Белка кинулась со ствола, перелетела через дорогу, посыпался снег, заиграл столбом иголочек в косом свете. Большое малиновое солнце повисло в конце дороги над бугром, над высокими частоколами, крутыми кровлями и дымами волковской усадьбы…
3Ивашка и Цыган оставили коней около высоких ворот. Над ними под двухскатной крышей – образ Честного Креста Господня. Далее тянулся кругом всей усадьбы неперелазный тын. Хоть татар встречай… Мужики сняли шапки. Ивашка взялся за кольцо в калитке, сказал, как положено:
– Господи Исусе Христе, сыне Божий, помилуй нас…
Скрипя лаптями, из воротни вышел Аверьян, сторож, посмотрел в щель, – свои. Проговорил: аминь, – и стал отворять ворота.
Мужики завели лошадей во двор. Стояли без шапок, косясь на слюдяные окошечки боярской избы. Туда, в хоромы, вело крыльцо с крутой лестницей. Красивое крыльцо, резного дерева, крыша луковицей. Выше крыльца – кровля – шатром, с двумя полубочками, с золоченым гребнем. Нижнее жилье избы – подклеть – из могучих бревен. Готовил ее Василий Волков под кладовые для зимних и летних запасов – хлеба, солонины, солений, мочений разных. Но, – мужики знали, – в кладовых у него одни мыши. А крыльцо – дай Бог иному князю: крыльцо богатое…
– Аверьян, зачем боярин нас вызывал с конями, – повинность, что ли, какая?.. – спросил Ивашка. – За нами, кажется, ничего нет такого…
– В Москву ратных людей повезете…
– Это опять коней ломать?..
– А что слышно, – спросил Цыган, придвигаясь, – война с кем? Смута?
– Не твоего и не моего ума дело. – Седой Аверьян поклонился. – Приказано – повезешь. Сегодня батогов воз привезли для вашего-то брата…
Аверьян, не сгибая ног, пошел в сторожку. В зимних сумерках кое-где светило окошечко. Нагорожено всякого строения на дворе было много – скотные дворы, погреба, избы, кузня. Но все наполовину без пользы. Дворовых холопей у Волкова было всего пятнадцать душ, да и те перебивались с хлеба на квас. Работали, конечно, – пахали кое-как, сеяли, лес возили, но с этого разве проживешь? Труд холопий. Говорили, будто Василий посылает одного в Москву юродствовать на паперти, – тот денег приносит. Да двое ходят с коробами в Москве же, продают ложки, лапти, свистульки… А все-таки основа – мужички. Те – кормят…

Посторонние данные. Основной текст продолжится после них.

PR #156, opened 2024-08-30
refactor!(examples): filter provided examples

imrn99:
There were too many examples, most of which were redundant. I removed a bunch and added back simplified versions.

## Scope

## Type of change

- [x] Refactor

## Other

- [x] Breaking change


cedricchevalier19 (approved):
Looks OK.

PR #164, opened 2024-09-06
feat(bench, kernels): setup grisubal bench tools

imrn99:
This setup includes:

- a binary calling the grisubal function once; this is useful for perf / heaptrack / flamegrahes
- a `profiling` feature for the kernel crate; for now, this enables time measurements per section
- criterion benchmarks for execution time, and grid size variation; note that input cannot be passed via CLI for those

This is a very crude setup, but it can be used to guide first optimizations and profile the kernel

### Usage Example

You can first build the binary:

```
cargo build --bin=grisubal --release --features profiling
```

Then run the program, it takes a path to a vtk file as argument. For example, using this [repo](https://github.com/imrn99/meshing-samples):

```
./target/release/grisubal ~/Repositories/meshing-samples/vtk/2D/C5_2D.vtk
```

This will print out something similar to this; times are in nanoseconds:

```
164417, 58042, 15667, 12834, 1542, 1168167, 825666, 152083, 150375, 8166, 29000, 42, 1459
```

It's possible to generate a `csv` file by writing a small script that outputs this line into a file. From there, we can easily compute averages / relative parts / ... . Note that we expect the input not to generate any warnings since these would disrupt the `csv` file.

## Scope

- [x] Code: both the benches and kernels crates

## Type of change

- [x] New feature(s)


benches/benches/grisubal/grid_size.rs
```diff
@@ -0,0 +1,47 @@
...
+};
+use honeycomb_benches::FloatType;
+
+// ------ CONTENT
+
+pub fn criterion_benchmark(c: &mut Criterion) {
+    // passing args to cargo bench filters bench instead of actually reading args;
+    // the path to the file needs to be hardcoded (I think?)
+    // let args: Vec<String> = std::env::args().collect();
+    let path = "path/to/file.vtk";
```
cedricchevalier19, line 16: How does it work?

cedricchevalier19 (commented):
Can you add an example output to the PR description?

benches/benches/grisubal/grid_size.rs
imrn99: I added a comment to the line. Basically, this str should be replaced with a path to an actual input by whoever runs the benchmark. 

An alternative would be to add whatever input we want to benchmark in the repo, so that we can add the correct path.

imrn99:
I added an example of a workflow to the PR's description. I could also add it to the doc or the user guide if necessary

benches/benches/grisubal/grid_size.rs
cedricchevalier19: Put at least a file in the repo to make sure everything is working without having to modify the files.

imrn99: it's done!

PR #167, opened 2024-09-12
refactor!(core): remove `Orbit2::is_isolated`

imrn99:
remove this method since it's unused; I don't think keeping it for users is a good idea since it is pretty costly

Ивашка и Цыган, стоя в сумерках на дворе, думали. Спешить некуда. Хорошего ждать неоткуда. Конечно, старики рассказывают, прежде легче было: не понравилось, ушел к другому помещику. Ныне это заказано, – где велено, там и живи. Велено кормить Василия Волкова, – как хочешь, так и корми. Все стали холопами. И ждать надо: еще труднее будет…

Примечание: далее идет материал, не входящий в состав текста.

PR #169, opened 2024-09-13
refactor(core): improve some error enums

imrn99:
- add a variant to `CoordsError` to distinguish failure in unit vector computation vs normal vector computation
- remove `ManagerError`; panicking is probably fine since the error is thrown at init, not during the execution of an algorithm

## Scope

- [x] Code

## Type of change

- [x] Refactor

## Other

- [x] Breaking change

## Necessary follow-up

- [x] Other: the `CMapError` should also be removed, but it will result in significant changes, so it will be in another PR

### DIFF
--- a/honeycomb-core/src/attributes/manager.rs
+++ b/honeycomb-core/src/attributes/manager.rs
@@ -11,13 +11,6 @@ use std::{any::TypeId, collections::HashMap};
 
 // ------ CONTENT
 
-/// Attribute manager error enum.
-#[derive(Debug)]
-pub enum ManagerError {
-    /// Storage of a given type already exists in the structure.
-    DuplicateStorage,
-}
-
 /// Main attribute storage structure.
 ///
 /// This structure is used to store all generic attributes that the user may add to the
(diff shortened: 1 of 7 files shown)


honeycomb-core/src/attributes/manager.rs
```diff
@@ -381,9 +368,10 @@ impl AttrStorageManager {
         }
         .is_some()
         {
-            Err(ManagerError::DuplicateStorage)
-        } else {
-            Ok(())
+            panic!(
+                "E: Storage of attribute `{}` already exists in the attribute storage manager",
+                std::any::type_name::<A>()
+            );
```
cedricchevalier19, line 374: I am not a massive fan of `panic!` in a library.

You can leave it if you think the user cannot recover this error, but I think it is a regression there.

cedricchevalier19 (commented):
I understand the aim to have a more straightforward API but I think panicking should be avoided in a library.

honeycomb-core/src/attributes/manager.rs
imrn99: I switched it to a warning in d86f664. That's a good point about panic in libraries; I'll try to go over all of those in a separate PR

Завизжала где-то дверь, по снегу подлетела простоволосая девка-дворовая, бесстыдница:
– Боярин велел, – распрягайте. Ночевать велел. Лошадям задавать – избави Боже, боярское сено…
Цыган хотел было кнутом ожечь по гладкому заду эту девку, – убежала… Не спеша распрягли. Пошли в дворницкую избу ночевать. Дворовые, человек восемь, своровав у боярина сальную свечу, хлестали засаленными картами по столу, – отыгрывали друг у друга копейки… Крик, спор, один норовит сунуть деньги за щеку, другой рвет ему губы. Лодыри, и ведь – сытые!
В стороне, на лавке сидел мальчик в длинной холщовой рубахе, в разбитых лаптях, – Алешка, сын Ивана Артемьича. Осенью пришлось, с голоду, за недоимку отдать его боярину в вечную кабалу. Мальчишка большеглазый, в мать. По вихрам видно – бьют его здесь. Покосился Иван на сына, жалко стало, ничего не сказал. Алешка молча, низко поклонился отцу.
Он поманил сына, спросил шепотом:
– Ужинали?
– Ужинали.
– Эх, со двора я хлебца не захватил. (Слукавил, – ломоть хлеба был у него за пазухой, в тряпице.) Ты уж расстарайся как-нибудь… Вот что, Алеша… Утром хочу боярину в ноги упасть, – делов у меня много. Чай, смилуется, – съезди заместо меня в Москву.